======== GIVEN DATA ========

PR #2718, opened 2021-05-24
fix prometheus metric provider bug and add test to cover label scope …

hangc0276:
### Motivation
After add label for prometheus metric by https://github.com/apache/bookkeeper/pull/2650, it will cause prometheus metric format check failed when no label specified for a statsLogger. The metric list as follow.
```
replication_bookkeeper_client_bookkeeper_client_bookie_watcher_NEW_ENSEMBLE_TIME{success="false",quantile="0.9999", } NaN
```

### Modification
1. add label empty check for `PrometheusTextFormatUtil`
2. add label scope check test cover
3. add prometheus metric regex pattern check in test case

### DIFF
--- a/bookkeeper-stats-providers/prometheus-metrics-provider/src/main/java/org/apache/bookkeeper/stats/prometheus/PrometheusTextFormatUtil.java
+++ b/bookkeeper-stats-providers/prometheus-metrics-provider/src/main/java/org/apache/bookkeeper/stats/prometheus/PrometheusTextFormatUtil.java
@@ -139,25 +139,34 @@ public class PrometheusTextFormatUtil {
         w.append(name)
                 .append("{success=\"").append(success.toString())
                 .append("\",quantile=\"").append(Double.toString(quantile))
-                .append("\", ");
-        writeLabelsNoBraces(w, opStat.getLabels());
+                .append("\"");
+        if (!opStat.getLabels().isEmpty()) {
+            w.append(", ");
+            writeLabelsNoBraces(w, opStat.getLabels());
+        }
         w.append("} ")
                 .append(Double.toString(opStat.getQuantileValue(success, quantile))).append('\n');
     }
 
     private static void writeCount(Writer w, DataSketchesOpStatsLogger opStat, String name, Boolean success)
             throws IOException {
-        w.append(name).append("_count{success=\"").append(success.toString()).append("\", ");
-        writeLabelsNoBraces(w, opStat.getLabels());
-        w.append("\"} ")
+        w.append(name).append("_count{success=\"").append(success.toString()).append("\"");
+        if (!opStat.getLabels().isEmpty()) {
+            w.append(", ");
+            writeLabelsNoBraces(w, opStat.getLabels());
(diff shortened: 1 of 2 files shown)


codelipenghui (approved):

addisonj:
Lgtm

jiazhai (approved):

eolivelli (approved):
Lgtm

merlimat (approved):

bookkeeper-stats-providers/prometheus-metrics-provider/src/main/java/org/apache/bookkeeper/stats/prometheus/PrometheusTextFormatUtil.java
```diff
@@ -139,25 +139,34 @@ private static void writeQuantile(Writer w, DataSketchesOpStatsLogger opStat, St
         w.append(name)
                 .append("{success=\"").append(success.toString())
                 .append("\",quantile=\"").append(Double.toString(quantile))
-                .append("\", ");
-        writeLabelsNoBraces(w, opStat.getLabels());
+                .append("\"");
+        if (!opStat.getLabels().isEmpty()) {
```
dlg99, line 143: is it guaranteed that opStat.getLabels() is never null?

dlg99 (approved):
Overall LGTM.
One question regarding need to nullcheck opStat.getLabels()

bookkeeper-stats-providers/prometheus-metrics-provider/src/main/java/org/apache/bookkeeper/stats/prometheus/PrometheusTextFormatUtil.java
merlimat: Yes, it will return an empty map when there are no labels.

hangc0276:
```Java
// PrometheusMetricsProvider.java
public StatsLogger getStatsLogger(String scope) {
        return new PrometheusStatsLogger(PrometheusMetricsProvider.this, scope, Collections.emptyMap());
    }

// PrometheusStatsLogger.java
PrometheusStatsLogger(PrometheusMetricsProvider provider, String scope, Map<String, String> labels) {
        this.provider = provider;
        this.scope = scope;
        this.labels = labels;
    }

@Override
public OpStatsLogger getOpStatsLogger(String name) {
    return provider.opStats.computeIfAbsent(scopeContext(name), x -> new DataSketchesOpStatsLogger(labels));
}
```
Yes, it will use `Collections.emptyMap()` to init labels when there are no labels.

hangc0276:
Whether we need to include this PR in 4.14.0 release before Pulsar 2.8.0 release?

eolivelli:
Unfortunately 4.14.0 is already completed.

Probably we must cut a 4.14.1 release

@dlg99 ?

PR #2723, opened 2021-05-25
Refactor book keeper cluster test case

pkumar-singh:
### Motivation
BookKeeperClusterTestCase has historically exposed its members to all
subclasses, which would then manipulate them in many ways. There was
an array of objects for configurations, bookieServers, autorecovery,
which implicit linking between the objects based on maps and indices.
Individual subclasses manipulated these arrays.

This makes it hard to add any dependency injection on the objects
managed by BookKeeperClusterTestCase as the objects. To add DI, we
need each object to have a bunch of other objects associated with
it. For example, for each Bookie, we need to create the
Journal. Maintaining these in separate arrays will lead to fragile
tests.

This change encapsulates all the testing objects in a per bookie
object, and only allows manipulation through methods. This will allow
us to group the objects needed for DI clearly.

Disable testFollowBookieAddressChangeTrckingDisabled

### DIFF
--- a/bookkeeper-server/src/main/java/org/apache/bookkeeper/proto/PerChannelBookieClient.java
+++ b/bookkeeper-server/src/main/java/org/apache/bookkeeper/proto/PerChannelBookieClient.java
@@ -504,12 +504,6 @@ public class PerChannelBookieClient extends ChannelInboundHandlerAdapter {
         };
     }
 
-    public static String buildStatsLoggerScopeName(BookieId addr) {
-        StringBuilder nameBuilder = new StringBuilder();
-        nameBuilder.append(addr.toString().replace('.', '_').replace('-', '_').replace(":", "_"));
-        return nameBuilder.toString();
-    }
-
     private void completeOperation(GenericCallback<PerChannelBookieClient> op, int rc) {
         closeLock.readLock().lock();
         try {
--- a/bookkeeper-server/src/main/java/org/apache/bookkeeper/proto/PerChannelBookieClient.java
+++ b/bookkeeper-server/src/main/java/org/apache/bookkeeper/proto/PerChannelBookieClient.java
@@ -504,6 +504,12 @@ public class PerChannelBookieClient extends ChannelInboundHandlerAdapter {
         };
     }
 
+    public static String buildStatsLoggerScopeName(BookieId addr) {
+        StringBuilder nameBuilder = new StringBuilder();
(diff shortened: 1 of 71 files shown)


hsaputra (changes requested):
Looks like some compilation errors happening

bookkeeper-server/src/main/java/org/apache/bookkeeper/proto/PerChannelBookieClient.java
```diff
@@ -504,6 +504,12 @@ public boolean isSecure() {
         };
     }
 
+    public static String buildStatsLoggerScopeName(BookieId addr) {
+        StringBuilder nameBuilder = new StringBuilder();
+        nameBuilder.append(addr.toString().replace('.', '_').replace('-', '_').replace(":", "_"));
```
hsaputra, line 509: Probably do not need StringBuilder for this.
Just need to return `addr.toString().replace('.', '_').replace('-', '_').replace(":", "_")`

hsaputra (approved):
LGTM +1 , with just small comment.

bookkeeper-server/src/main/java/org/apache/bookkeeper/proto/PerChannelBookieClient.java
```diff
@@ -504,6 +504,12 @@ public boolean isSecure() {
         };
     }
 
+    public static String buildStatsLoggerScopeName(BookieId addr) {
```
merlimat, line 507: The name of this method can be misleading. We already removed the bookie address from the metric names (instead it's added as a label). Sine this appears to be only by tests, we should just move the methods to tests folder.

pkumar-singh: Addressed.

bookkeeper-server/src/main/java/org/apache/bookkeeper/proto/PerChannelBookieClient.java
pkumar-singh: Yes. Addressed.

pkumar-singh:
@merlimat Addressed your comments.

merlimat (approved):

hsaputra:
Thanks for the reviews - will merge this PR by EOD PST if no more comments or concerns

PR #2735, opened 2021-06-10
[Security] Exclude grpc-okhttp dependency

### LINKED ISSUE #2733: [Security] com.squareup.okhttp-okhttp-2.7.4.jar is old and vulnerable
**BUG REPORT**

In library vulnerability scanning, Bookkeeper gets flagged because of com.squareup.okhttp-okhttp-2.7.4.jar . This happens in Sonatype IQ scanning. 

This library version contains several problems:
* it is more than 5 years old
* CVE-2021-0341
* sonatype-2018-0035

This issue is most likely not a real security issue, but a problem that Bookkeeper gets flagged as vulnerable because of the use of okhttp 2.7.4 .

***Expected behavior***

com.squareup.okhttp:okhttp dependency should be upgraded. Newest com.squareup.okhttp:okhttp version is 2.7.5 , however since that is no longer maintained, it would be better to upgrade to okhttp 3.14.9 .

lhotari:
Fixes #2733

### Motivation

The okhttp dependency version 2.7.4 is old and vulnerable. This dependency isn't needed and it causes Bookkeeper to be flagged for security vulnerabilities.

### Changes

- exclude grpc-okhttp dependency which pulls in okhttp 2.7.4 
- update license files

### DIFF
--- a/bookkeeper-dist/src/main/resources/LICENSE-all.bin.txt
+++ b/bookkeeper-dist/src/main/resources/LICENSE-all.bin.txt
@@ -263,8 +263,6 @@ Apache Software License, Version 2.
 - lib/io.opencensus-opencensus-api-0.24.0.jar [30]
 - lib/io.opencensus-opencensus-contrib-http-util-0.24.0.jar [30]
 - lib/io.opencensus-opencensus-proto-0.2.0.jar [30]
-- lib/com.squareup.okhttp-okhttp-2.7.4.jar [31]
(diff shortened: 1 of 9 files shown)


eolivelli (approved):
LGTM

lhotari:
@sijie @merlimat Please review. This is part of the security fixes that were discussed in the Pulsar Community meeting.

sijie (approved):

PR #2739, opened 2021-06-14
[statestore] Cleanup local storage for statestore storage container

sursingh:
### Motivation

While restoring a storage container, we fetch the checkpoint from the
checkpoint store. Currently this checkpoint will never get cleaned up. Every
time we restore the storage container on pod, a new checkpoint will get added.
Over period of time the disk usage keeps going up and eventually we have to
manually delete these stale checkpoints.

### Changes

With this change, we will cleanup the local storage for a storage container
whenever we close the KVStore. This will ensure that stale checkpoints are not
left behind. It is possible that POD may restart before the cleanup can be
done. To avoid these, we will also ensure that local storage for the storage
container is cleaned up before we restore the storage container.

### DIFF
--- a/stream/statelib/src/test/java/org/apache/bookkeeper/statelib/impl/kv/TestStateStore.java
+++ b/stream/statelib/src/test/java/org/apache/bookkeeper/statelib/impl/kv/TestStateStore.java
@@ -53,8 +53,8 @@ import org.rocksdb.Checkpoint;
 public class TestStateStore {
 
     private final String dbName;
-    private final boolean removeLocal;
-    private final boolean removeRemote;
+    private boolean removeLocal;
+    private boolean removeRemote;
 
     private File localDir;
     private File localCheckpointsDir;
@@ -69,6 +69,7 @@ public class TestStateStore {
     private boolean checkpointChecksumEnable;
     private boolean checkpointChecksumCompatible;
     private boolean enableNonChecksumCompatibility;
+    private boolean localStorageCleanup;
 
     public TestStateStore(String dbName,
                           File localDir,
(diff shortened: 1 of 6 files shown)


sursingh:
rerun failure checks

sursingh:
rerun failure checks

stream/statelib/src/test/java/org/apache/bookkeeper/statelib/impl/kv/TestStateStore.java
```diff
@@ -121,6 +123,18 @@ public void enableCheckpoints(boolean enable) {
         }
     }
 
+    public void setRemoveLocal(boolean enable) {
+        removeLocal = enable;
```
hsaputra, line 127: Having this removeLocal and removeRemote to be mutable will not change the state of internal instance of `RocksdbCheckpointTask` which are passed these variables during the init function call, right?

How is the removeLocal and removeRemote variables used beside being passed to the constructor of `RocksdbCheckpointTask` ?

hsaputra (commented):
Did a pass and added question about the update on the test class.

stream/statelib/src/test/java/org/apache/bookkeeper/statelib/impl/kv/TestStateStore.java
sursingh: These variables are only used to initialize the `RocksdbCheckpointTask`. These are mutable to allow use to re-initialize the statestore instance with different options while testing. Also this is only used in test cases.

hsaputra: Ah, yes the `init()` is also called from `restore()` function

hsaputra (approved):
LGTM +1

hsaputra:
Will merge this EOD if no more comments or questions

PR #2631, opened 2021-02-27
Make Bookkeeper FIPS compliant by default

Ghatage:
Descriptions of the changes in this PR:
Mailing list thread: [link](http://mail-archives.apache.org/mod_mbox/bookkeeper-dev/202102.mbox/browser)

========

# [TASK BRIEF]
What is needed is the count of lines in the records that include the word "should", with no other text.

# [OUTPUT]
2